PR #99, opened 2025-04-02
add pop_content() rename get_cell() to get_content()

FoamyGuy:
This adds a new `pop_content()` function to GridLayout. Previously there was no easy way to remove content from the grid once it was added. This functionality made the Set card game I am working on much easier to implement. 

I've also rename `get_cell()` to `get_content()` which is a breaking change, we'll need to bump major version number if merged. In hindsight I think the add and get functions should have matched in the terms used in their names. "content" makes more sense than "cell" to me since what it gets or adds is the content that into the cell at the position specified.


tannewt (approved):
Thank you!

Issue #104, opened 2025-07-13
Example File Neede Updating: get_cell() example needs to be changed to get_content()


gh3262:
Example file: displayio_layout_grid_layout_get_cell_test.py uses 'get_cell()' however this was changed in #99 to 'get_content()' so the example needs to be updated.

PR #105, opened 2025-09-02
Fix example to use get_content() instead of get_cell()

shubham0x13:
Replaced `get_cell()` with `get_content()` in `displayio_layout_grid_layout_get_cell_test.py` to align with the API changes introduced in #99. This resolves issue #104.


FoamyGuy (approved):
Looks good, thanks for the fix!

PR #1266, opened 2024-06-26
fix(backend): await for events to be written

Mogge:
## 🍰 Pullrequest
Unit tests for newsletter subscription and contact are flaky, because it is not waited until the event is written to the db.

Five runs did not have any problems

### Issues

- None

### Todo

- [X] None


Elweyn (approved):

Elweyn (dismissed):
Thanks for the changes.

Elweyn (approved):

PR #1270, opened 2024-06-27
fix(backend): post get meetings

Mogge:
Use axios post instead of axios get for get meetings

### Issues

- None

### Todo

- [X] None


Mogge:
Didi not work ...

PR #1272, opened 2024-06-27
build(other): test deployment locally

roschaefer:
Context
-------
There was a similar PR #1263 attempting to do the same with docker. I was running into isolation issues with docker (setting hostname not allowed in the container and some system folders are read-only) and learned that for this use case, an actual hypervisor would be better and vagrant is a conventional tool to set up these virtual machines.

Motivation
----------
On the weekend we had a downtime on production because `nginx` configurations got out of sync with the code in newer releases.

To prevent this and further downtimes I suggest to check in our deployment configuration and make it *reproducible*.

This PR is an attempt to create a virtual machine that behaves as similar as possible to production and can be used as a sandbox for changes to our deployment configuration.

How to test
-----------
1. Install [Vagrant](https://www.vagrantup.com/) on your machine

1. `cd deployment/local-testing`

1. `vagrant up` .. and wait

1. Following services are running:
   - <http://localhost:8000/>
   - <http://localhost:8000/api>
   - <http://localhost:8000/docs>
   - <http://localhost:8080/>
   - <http://localhost:8082/>

1. Be amazed

In the future we might want to use [Ansible](https://www.ansible.com/) for provisioning. We could run our playbooks against this virtual machine, too.

### DIFF
--- a/deployment/local-testing/README.md
+++ b/deployment/local-testing/README.md
@@ -1,0 +1,20 @@
+# Local test deployment
+
+Currently, we're deploying to a vServer. The following will set up virtual machines locally in order to test out the deployment before it hits `staging` or `production`.
+
+1. Install [Vagrant](https://www.vagrantup.com/) on your machine
+
+1. `cd deployment/local-testing`
+
+1. `vagrant up` .. and wait
+
+1. Following services are running:
+   - <http://localhost:8000/>
+   - <http://localhost:8000/api>
+   - <http://localhost:8000/docs>
+   - <http://localhost:8080/>
+   - <http://localhost:8082/>
+
+1. Be amazed
+
+In the future we might want to use [Ansible](https://www.ansible.com/) for provisioning. We could run our playbooks against this virtual machine, too.
--- a/deployment/local-testing/Vagrantfile
+++ b/deployment/local-testing/Vagrantfile
@@ -1,0 +1,13 @@
+# Defines our Vagrant environment
+#
+# -*- mode: ruby -*-
+# vi: set ft=ruby :
+
+Vagrant.configure("2") do |config|
+  config.vm.box = 'generic/alpine319'
+  config.vm.provision :shell, path: "bootstrap.sh"
+  config.vm.synced_folder '.', '/vagrant', disabled: true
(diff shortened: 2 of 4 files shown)


deployment/local-testing/Vagrantfile
```diff
@@ -0,0 +1,14 @@
...
+# vi: set ft=ruby :
+
+image = "debian/buster64"
+
+Vagrant.configure("2") do |config|
+  config.vm.box = 'generic/alpine319'
+  config.vm.provision :shell, path: "bootstrap.sh"
+  config.vm.network "forwarded_port", guest: 8080, host: 3000
+  config.vm.network "forwarded_port", guest: 80, host: 3001
+  config.vm.network "forwarded_port", guest: 8082, host: 3082
```
roschaefer, line 13: These guest ports are based on our different `nginx.conf` files. I connected all of these by guessing. There is no documentation about how these services are supposed to be connected.

deployment/local-testing/Vagrantfile
```diff
@@ -0,0 +1,14 @@
...
+
+image = "debian/buster64"
+
+Vagrant.configure("2") do |config|
+  config.vm.box = 'generic/alpine319'
+  config.vm.provision :shell, path: "bootstrap.sh"
+  config.vm.network "forwarded_port", guest: 8080, host: 3000
+  config.vm.network "forwarded_port", guest: 80, host: 3001
+  config.vm.network "forwarded_port", guest: 8082, host: 3002
+end
```
roschaefer, line 14: These guest ports are based on our different nginx.conf files. I connected all of these by guessing. There is no documentation about how these services are supposed to be connected.

deployment/local-testing/README.md
```diff
@@ -0,0 +1,18 @@
...
+1. `cd deployment/local-testing`
+
+1. `vagrant up` .. and wait
+
+1. Following services are running:
+   - <http://localhost:8080/>
+   - <http://localhost:8080/api>
+   - <http://localhost:8080/docs>
+
+1. Be amazed
```
roschaefer, line 16: `remark` enforcing `1.` for every item in an ordered list is so annoying.

Elweyn (approved):

PR #1311, opened 2024-07-01
feat(frontend): no default layout on auth page

Mogge:
## 🍰 Pullrequest

To avoid user getting confused, remove default layout on auth and silent refresh page. 

### Issues

- None

### Todo

- [X] None


Elweyn (changes requested):
We need this also on ``frontend/src/pages/joinRoom/+Page.vue``

PR #1312, opened 2024-07-01
refactor(backend): createTime as string

Mogge:
## 🍰 Pullrequest
createTime is a big int, which cannot be transported as Int in GraphQL. Therefore it is converted to a string

### Issues

- None

### Todo

- [X] None


roschaefer (approved):
time

PR #1315, opened 2024-07-02
refactor(workflow): rm code and speed up workflows

roschaefer:
Motivation
----------
Performance: We will run only *one* detect file changes job for each subfolder.

Maintenance: Much less code.

Safety: If anything under `./github/workflows` has changed, run all jobs. It's dangerous to hard-code the workflow name in the file-filters list.

image

image

How to test
-----------
1. Check the status checks for this PR


.github/workflows/frontend..yml
```diff
@@ -0,0 +1,132 @@
...
+    steps:
+      - name: Checkout code
+        uses: actions/checkout@v4
+
+      - name: Frontend | Build Docker Development
+        run: docker compose build
+        working-directory: ${{env.WORKING_DIRECTORY}}
+
+  build-docs:
+    if: needs.files-changed.outputs.frontend-docs == 'true'
```
roschaefer, line 75: Only different file filter per job.

mahula (approved):

PR #1319, opened 2024-07-02
build(workflow): same node version on all stages

roschaefer:
Motivation
----------
We have completely different `node --version`s on local development,
build server (even in different jobs) and production.

My suggestion is that we configure the node version in a central file in
the root folder and reference it from everywhere.

For me, any version manager is fine. If I have the choice, I suggest
[asdf-vm](https://github.com/asdf-vm/asdf).

How to test
-----------
1. Check status checks


.tool-versions
```diff
@@ -0,0 +1 @@
+nodejs 21.4.0
```
roschaefer, line 1: @Elweyn what's the version that we're using in production? On my vagrant machine on alpine 3.19 it's still `v18`.

roschaefer: We checked and its also different between `production` and `staging`:
```
Prod: v20.11.1
Stage: v20.12.1
```

.github/workflows/admin.deploy.chromatic.yml
```diff
@@ -9,13 +9,13 @@ jobs:
     runs-on: ubuntu-latest
     env:
       CHROMATIC_PROJECT_TOKEN: ${{ secrets.CHROMATIC_PROJECT_TOKEN_ADMIN }}
-      WORKING_DIRECTORY: ./admin
```
roschaefer, line 12: This is not related to `nodejs` but there is absolutely no reason why we should pollute `process.env` and have no benefit of another variable `WORKING_DIRECTORY` if we're using it only once.

backend/package.json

| What you have to do |
Set down only the lines above that fall between the line holding "Issue #104, opened 2025-07-13" and the line holding "Didi not work ...", inclusive, keeping each exact.

| Response |
Issue #104, opened 2025-07-13
Example File Neede Updating: get_cell() example needs to be changed to get_content()


gh3262:
Example file: displayio_layout_grid_layout_get_cell_test.py uses 'get_cell()' however this was changed in #99 to 'get_content()' so the example needs to be updated.

PR #105, opened 2025-09-02
Fix example to use get_content() instead of get_cell()

shubham0x13:
Replaced `get_cell()` with `get_content()` in `displayio_layout_grid_layout_get_cell_test.py` to align with the API changes introduced in #99. This resolves issue #104.


FoamyGuy (approved):
Looks good, thanks for the fix!

PR #1266, opened 2024-06-26
fix(backend): await for events to be written

Mogge:
## 🍰 Pullrequest
Unit tests for newsletter subscription and contact are flaky, because it is not waited until the event is written to the db.

Five runs did not have any problems

### Issues

- None

### Todo

- [X] None


Elweyn (approved):

Elweyn (dismissed):
Thanks for the changes.

Elweyn (approved):

PR #1270, opened 2024-06-27
fix(backend): post get meetings

Mogge:
Use axios post instead of axios get for get meetings

### Issues

- None

### Todo

- [X] None


Mogge:
Didi not work ...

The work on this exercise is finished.